**Problem to solve**.
Would you print all of the records below exactly, without skipping any?

**Material supplied**.
* * * *
PR #316, opened 2022-09-05
Calc nsb camera efficiency

### LINKED ISSUE #282: NSB camera efficiency calculation
Branch calc-nsb-camera-efficiency includes a new function calcNSBRate():

https://github.com/gammasim/gammasim-tools/compare/calc-nsb-camera-efficiency

I am not entirely sure if it works as intended and what it is need for. Any suggestion what to do with this branch, or delete it?

orelgueta:
Fixes #282.

Missing still the integration test, but probably worth merging first and then implementing the necessary integration test (requires a little bit of thinking).


simtools/db_handler.py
* * * *
**Solution for this task**.
PR #316, opened 2022-09-05
Calc nsb camera efficiency

### LINKED ISSUE #282: NSB camera efficiency calculation
Branch calc-nsb-camera-efficiency includes a new function calcNSBRate():

https://github.com/gammasim/gammasim-tools/compare/calc-nsb-camera-efficiency

I am not entirely sure if it works as intended and what it is need for. Any suggestion what to do with this branch, or delete it?

orelgueta:
Fixes #282.

Missing still the integration test, but probably worth merging first and then implementing the necessary integration test (requires a little bit of thinking).


simtools/db_handler.py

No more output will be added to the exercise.